Embora de Chirico datou todas as suas pinturas, ele propositalmente as datou incorretamente. A data de A nostalgia para o infinito diz 1911, mas em verdade ele completou o trabalho em 1913 ou 1914. Para confundir historiadores da arte ainda mais, há boatos de que ele foi visto aproximando-se furtivamente de suas próprias obras em exibição em museus e, tirando pincéis e tinta do casaco, secretamente alterando a data de suas próprias telas! Críticos se disseram perplexos por esse comportamento estranho, mas esse grafitti temporal de de Chirico – um crime perpetrado em seu próprio trabalho – não pode ser uma declaração anarquista cuja causa é destruir a tirania da idéia ocidental de tempo absoluto? Esses ataques de guerrilha feitos por um artista solitário pode ser interpretado como assalto terrorista sobre a dominação e inflexibilidade desse conceito constante.Depois de 1920 de Chirico começou a reproduzir seu trabalho anterior. Essas cópias, feitas dez a quinze anos depois, carregam as datas dos originais. Seu comportamento foi considerado uma infração tão grande da integridade artística que André Breton, o Grande Inquisidor do Surrealismo, excomungou de Chirico do movimento publicando uma circular condenando o artista Greco-italiano por sua desonestidade em relação ao tempo. É irônico que essa objeção a adulterar o tempo devesse vir do próprio movimento Surrealista, uma vez que pode-se dizer que as tentativas de de Chirico de subverter o tempo linear eram consistentes com o programa geral do Surrealismo.

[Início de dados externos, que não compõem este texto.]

PR #436, opened 2020-11-13
read failure

arnetheduck:
Test showing read failure on cancel


arnetheduck:
this test looked like it failed locally, but it turns out it was a timing issue in another  test :/

dryajov:
it's a good test to have either way, lets keep it.

PR #437, opened 2020-11-13
Gossip runtime params

sinkingsugar:


libp2p/protocols/pubsub/gossipsub.nim
```diff
@@ -31,27 +31,10 @@ const
   GossipSubCodec* = "/meshsub/1.1.0"
   GossipSubCodec_10* = "/meshsub/1.0.0"
 
-# overlay parameters
-const
```
dryajov, line 35: I think we can keep the consts as they are in the default spec and set them as defaults, overridable in `init()`?

libp2p/protocols/pubsub/gossipsub.nim
```diff
@@ -174,9 +167,16 @@ proc init*(_: type[GossipSubParams]): GossipSubParams =
       pruneBackoff: 1.minutes,
       floodPublish: true,
       gossipFactor: 0.25,
+      d: 6,
```
dryajov, line 170: are this values hardcoded now?

libp2p/protocols/pubsub/gossipsub.nim
sinkingsugar: True

libp2p/protocols/pubsub/gossipsub.nim
sinkingsugar: let's keep the const params and use those in here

Embora não fosse cientificamente sofisticado, de Chirico foi o primeiro artista a combinar rotineiramente trens, relógios e réguas em muitos de seus trabalhos. O relógio e a régua são os instrumentos básicos de medição do tempo e do espaço. Einstein desafiou a veracidade desses dois instrumentos comuns na sua teoria da relatividade e demonstrou como não apenas seus valores de medida como também eles próprios mudavam em velocidades especialmente altas. Em todos os seus exemplos, ele usou o trem como o modo hipotético de transporte. Embora não haja nada nos escritos de de Chirico que indique que ele entendeu a revolução de Einstein, a confluência do relógio, regra e trem é muito rica para ser descartada como mera coincidência. Pelo menos, é outro exemplo do zeitgeist do início do século.

Extraido de: SHLAIN, Leonard. Art and Physics: Parallel visions in space, time & light. New York: Morrow, 1993, pp.221-228.